- [TASK INSTRUCTIONS]:
Your job with the data below is to output exactly the lines from the one holding "PR #3064, opened 2023-05-18" down to the one holding "After building libyang", both included, and no others.

^^^^

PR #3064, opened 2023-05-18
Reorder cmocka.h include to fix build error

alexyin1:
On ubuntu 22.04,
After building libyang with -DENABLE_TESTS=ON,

^^^^

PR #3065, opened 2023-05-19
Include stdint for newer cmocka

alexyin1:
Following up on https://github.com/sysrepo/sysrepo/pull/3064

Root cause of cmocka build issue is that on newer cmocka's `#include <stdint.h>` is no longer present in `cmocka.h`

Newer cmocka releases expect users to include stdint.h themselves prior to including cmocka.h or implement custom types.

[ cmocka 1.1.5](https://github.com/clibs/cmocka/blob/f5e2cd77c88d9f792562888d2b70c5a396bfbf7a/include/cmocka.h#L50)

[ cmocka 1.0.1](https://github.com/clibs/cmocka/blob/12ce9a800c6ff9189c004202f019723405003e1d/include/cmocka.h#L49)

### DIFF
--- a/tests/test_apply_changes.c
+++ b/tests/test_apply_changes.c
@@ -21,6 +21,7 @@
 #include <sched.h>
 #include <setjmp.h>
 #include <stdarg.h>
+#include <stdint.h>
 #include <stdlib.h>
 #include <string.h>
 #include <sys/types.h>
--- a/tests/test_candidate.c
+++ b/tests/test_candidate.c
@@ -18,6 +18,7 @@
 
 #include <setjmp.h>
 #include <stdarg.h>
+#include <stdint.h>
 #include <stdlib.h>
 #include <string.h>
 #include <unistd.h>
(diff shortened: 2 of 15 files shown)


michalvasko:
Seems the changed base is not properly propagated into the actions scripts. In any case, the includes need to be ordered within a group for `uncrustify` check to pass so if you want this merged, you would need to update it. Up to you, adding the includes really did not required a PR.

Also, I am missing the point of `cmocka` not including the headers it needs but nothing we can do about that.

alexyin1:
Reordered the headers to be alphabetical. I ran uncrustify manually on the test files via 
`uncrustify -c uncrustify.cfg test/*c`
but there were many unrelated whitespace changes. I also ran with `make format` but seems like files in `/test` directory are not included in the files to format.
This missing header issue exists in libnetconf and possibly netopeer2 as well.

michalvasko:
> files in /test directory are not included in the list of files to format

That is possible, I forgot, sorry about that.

^^^^

- [TASK RESULT]:
PR #3064, opened 2023-05-18
Reorder cmocka.h include to fix build error

alexyin1:
On ubuntu 22.04,
After building libyang with -DENABLE_TESTS=ON,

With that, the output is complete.